WHAT IS NEEDED :: What lines in the following entries hold the word "guess"? Copy each one.

Stored data entries:
>>>

PR #208, opened 2019-07-08
Add support for LD_PRELOAD/aliasing.

dwrobel:
On platforms where the LD_PRELOAD is used to overwrite functions
it is needed to look first at the existing (preloaded/aliased) symbol
instead of the real one from the shared library.

For example on Broadcom Nexus platform the following libraries are preloaded:

    - libwayland-egl.so.1
    - libGLESv2.so

where the libwayland-egl.so.1 overwrites eglGetDisplay() from the libGLESv2.so.

In that situation it is inapropriate for libepoxy to select the eglGetDisplay()
from the libGLESv2.so shared library.

Signed-off-by: Damian Wrobel <dwrobel@ertelnet.rybnik.pl>

### DIFF
--- a/configure.ac
+++ b/configure.ac
@@ -49,6 +49,8 @@ AC_LIBTOOL_WIN32_DLL
 AC_PROG_LIBTOOL
 AC_SYS_LARGEFILE
 
+AC_GNU_SOURCE
+
 AC_CHECK_HEADER([KHR/khrplatform.h],
                 [AC_DEFINE([HAVE_KHRPLATFORM_H], [1],
                            [Define to 1 if you have <KHR/khrplatform.h> (used for tests)]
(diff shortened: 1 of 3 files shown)


ebassi:
This change is breaking the build on CI, so I guess it needs further work.

dwrobel:
> This change is breaking the build on CI, so I guess it needs further work.

I saw it it's the `glx_alias_prefer_same_name` test which fails - but it wasn't clear to me what is the purpose of this test. Can it be either a false positive or a broken test?

anholt:
libGLESv2 is exposing egl functions?  That sounds like nexus is really wrong.

Balajims88:
@dwrobel @anholt @ebassi  any update is there?

ebassi:
No updates, and no answer to @anholt's question of November 2019.

PR #210, opened 2019-09-09
test: #define __EXTENSIONS__ on Solaris for strdup()

alanc:
Needed to allow functions outside the original XPG3 standard to be
visible in the Solaris headers when _XOPEN_SOURCE is defined and
not set to a particular value.

Signed-off-by: Alan Coopersmith <alan.coopersmith@oracle.com>


ebassi:
Looks good to me, thanks!

PR #212, opened 2019-11-05
Remove the autotools build system.

anholt:
Meson has been out for a long time, is faster, and is simpler.


gurchetansingh:
Can you make the Meson version 0.46 ;-)?  Will make switching for CrOS easier.

ebassi:
> Can you make the Meson version 0.46 ;-)? Will make switching for CrOS easier.

Is it **really** necessary? Meson 0.46 was released in April 2018. We're already using a long-since deprecated feature (the python3 module) which I was looking forward to removing when we switch to a newer version of Meson and removed Python2 support…

I'm not against this, to be clear, but even Debian stable is running with Meson 0.49.2 as its baseline.

ebassi:
Well, if we want to drop Python 2 by the end of 2019, we can actually do that right now. Then we can also drop Autotools on top of it, and lower the requirement to Meson 0.46, as we don't need to use deprecated modules to find the Python installation.

I've opened #213 for the Python 2 removal.

gurchetansingh:
👍👍 Looks good to me.

Reviewed-by: Gurchetan Singh <gurchetansingh@chromium.org>

PR #213, opened 2019-11-14
Remove Python 2 support

ebassi:
Python 2 is going to reach EOL in January 2020, and most platforms have
already moved to Python 3.


gurchetansingh:
Reviewed-by: Gurchetan Singh <gurchetansingh@chromium.org>

Issue #218, opened 2020-01-29
Regression on Windows


nacho:
I get the following error when building 1.5.4 which I did not get with the 1.5.3:

```
FAILED: test/9f86d08@@gl_version@exe/gl_version.c.obj 
cl @test/9f86d08@@gl_version@exe/gl_version.c.obj.rsp
../libepoxy/test/gl_version.c(79): error C2440: '=': cannot convert from 'const GLubyte *(__cdecl *)(GLenum)' to 'const GLubyte *(__stdcall *)(GLenum)'

```

nacho:
Any chance to get a new release?

ebassi:
Will do a new release by the end of this week (November 27th).

nacho:
Thanks!

PR #220, opened 2020-02-25
Add call convention to mock function

crziter:
A call convention is required to be able to compile tests on Windows MSVC, otherwise the compiler complain about different function signature.


crziter:
This PR fix issue #218

ebassi:
Thanks for fixing this!

PR #12077, opened 2022-11-04
Fix alignment of compressed blocks in ORC writer

### LINKED ISSUE #11812: [BUG] ORC ZLIB tests fail with nvCOMP 2.4
nvCOMP introduced changes to the DEFLATE compress/decompress (for example, decompress chunk size is limited to 64KB). ORC tests now fail, further triage is required to root cause.

vuule:
## Description
Closes #11812
Fixed alignment of compressed blocks in ORC writer - impacted ZLIB compression.
Re-enabled nvCOMP DEFLATE compression in ORC - nvCOMP 2.5+ only.

Refactored the nvCOMP feature status(enabled/disabled in cuDF) checks to include reason why features are not enabled (if not enabled).
Refactored call sites to return the detailed error message if an operation fails because of nvCOMP integration config.
Refactored nvCOMP adapter macros to allow mocking of the parameters that determine if an nvCOMP feature is enabled (env var, GPU compute capability, nvCOMP version).
Added tests to verify the logic of the newly refactored feature status checks (allowed by the mocking above).
Fix a Parquet test that was calling ORC reader/writer :grimacing: 

## Checklist


cpp/src/io/orc/writer_impl.cu
```diff
@@ -2187,9 +2188,9 @@ void writer::impl::write(table_view const& table)
     auto const max_compressed_block_size =
       max_compression_output_size(compression_kind_, compression_blocksize_);
     auto const padded_max_compressed_block_size =
-      util::round_up_unsafe<size_t>(max_compressed_block_size, uncomp_block_align);
+      util::round_up_unsafe<size_t>(max_compressed_block_size, compressed_block_align);
     auto const padded_block_header_size =
-      util::round_up_unsafe<size_t>(block_header_size, uncomp_block_align);
+      util::round_up_unsafe<size_t>(block_header_size, compressed_block_align);
```
vuule, line 2193: Actual fix for the alignment. Everything else is to safely re-enable DEFLATE compression.

cpp/tests/io/comp/decomp_test.cpp
```diff
@@ -166,4 +170,57 @@ TEST_F(BrotliDecompressTest, HelloWorld)
...
+  EXPECT_FALSE(comp_disabled(compression_type::DEFLATE, {2, 5, 0, true, true, 0}));
+  // version 2.5 required
+  EXPECT_TRUE(comp_disabled(compression_type::DEFLATE, {2, 4, 0, true, true, 0}));
+  // all integrations enabled required
+  EXPECT_TRUE(comp_disabled(compression_type::DEFLATE, {2, 5, 0, false, true, 0}));
+
+  EXPECT_FALSE(comp_disabled(compression_type::ZSTD, {2, 4, 0, true, true, 0}));
+  EXPECT_FALSE(comp_disabled(compression_type::ZSTD, {2, 4, 0, false, true, 0}));
+  // 2.3 version required
+  EXPECT_TRUE(comp_disabled(compression_type::ZSTD, {2, 2, 0, false, true, 0}));
```
jbrennan333, line 187: Shouldn't this be 2.4 required?

jbrennan333 (commented):
Looks good!  I just had a few minor comments.

cpp/tests/io/comp/decomp_test.cpp
```diff
@@ -166,4 +170,57 @@ TEST_F(BrotliDecompressTest, HelloWorld)
...
+  EXPECT_TRUE(decomp_disabled(compression_type::ZSTD, {2, 2, 0, true, true, 7}));
+  // stable integrations enabled required
+  EXPECT_TRUE(decomp_disabled(compression_type::ZSTD, {2, 4, 0, false, false, 7}));
+  // 2.4.0 disabled on Pascal
+  EXPECT_TRUE(decomp_disabled(compression_type::ZSTD, {2, 4, 0, true, true, 6}));
+
+  EXPECT_FALSE(decomp_disabled(compression_type::SNAPPY, {2, 4, 0, true, true, 7}));
+  EXPECT_FALSE(decomp_disabled(compression_type::SNAPPY, {2, 3, 0, false, true, 7}));
+  // stable integrations enabled required
+  EXPECT_TRUE(decomp_disabled(compression_type::SNAPPY, {2, 2, 0, false, false, 7}));
```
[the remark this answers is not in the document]
vuule: Thank you for the review! Added a check, is that what you had in mind?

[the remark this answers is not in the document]
jbrennan333: Yes.  Thanks for adding it.

cpp/src/io/comp/nvcomp_adapter.cpp
```diff
@@ -390,18 +359,109 @@ void batched_compress(compression_type compression,
...
   switch (compression) {
-    case compression_type::DEFLATE:
-      // See https://github.com/rapidsai/cudf/issues/11812
-      return false;
-    case compression_type::SNAPPY: return detail::nvcomp_integration::is_stable_enabled();
-    case compression_type::ZSTD:
-      return NVCOMP_HAS_ZSTD_COMP and detail::nvcomp_integration::is_stable_enabled();
-    default: return false;
+    case compression_type::DEFLATE: {
+      if (not NVCOMP_HAS_DEFLATE(
```
bdice, line 380: I suppose this expands to a valid runtime expression as well as being useful at compile time in `#if` macros? Not super familiar with using macros like this.

cpp/src/io/comp/nvcomp_adapter.hpp
```diff
@@ -30,14 +32,52 @@ namespace cudf::io::nvcomp {
...
+  int lib_major_version;
+  int lib_minor_version;
+  int lib_patch_version;
+  bool are_all_integrations_enabled;
+  bool are_stable_integrations_enabled;
+  int compute_capability;
+
+  feature_status_parameters();
+  feature_status_parameters(
+    int major, int minor, int patch, bool all_enabled, bool stable_enabled, int cc)
```
bdice, line 47: Compute capabilities are not really integral, there are lots of values like `8.6` or `6.1`. Does this get some kind of normalized integral value like `86`? How does this interact with `params.compute_capability == 6`?

bdice (commented):
I'm glad we have tests now. Do we actually cover a good portion of the version/hardware cases in our testing (manual or CI)?

cpp/src/io/comp/nvcomp_adapter.cpp
hyperbolic2346: It is simply a compile time text substitution, so this one will translate to `if (not (MAJOR > 2 or (MAJOR == 2 and MINOR >= 5)))`

vuule:
> Do we actually cover a good portion of the version/hardware cases in our testing (manual or CI)?

I don't know about HW, but we definitely only cover a single nvCOMP version.

cpp/src/io/comp/nvcomp_adapter.hpp
vuule: Looks like my naming is bad here. 
This is just the major capability number.
`cudaDeviceGetAttribute(&compute_capability, cudaDevAttrComputeCapabilityMajor, device))` returns an int so this should be fine. 
I'll fix the name to avoid confusion.

cpp/src/io/comp/nvcomp_adapter.cpp
vuule: > Not super familiar with using macros like this.

Yeah, this is tech from the dark ages, thankfully not commonly used any more. I unfortunately could not avoid it here :(

I think you have the right idea, this is pretty much a type-unsafe constexpr function that can be used in `#if` conditions. By the means of text substitution, as Mike said :D

cpp/src/io/comp/nvcomp_adapter.hpp
vuule: Renamed to reflect that this is the `major` component of compute capability.

bdice (approved):

vuule:
rerun tests

vuule:
@gpucibot merge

<<<

EXERCISE SOLUTION ::
This change is breaking the build on CI, so I guess it needs further work.
> This change is breaking the build on CI, so I guess it needs further work.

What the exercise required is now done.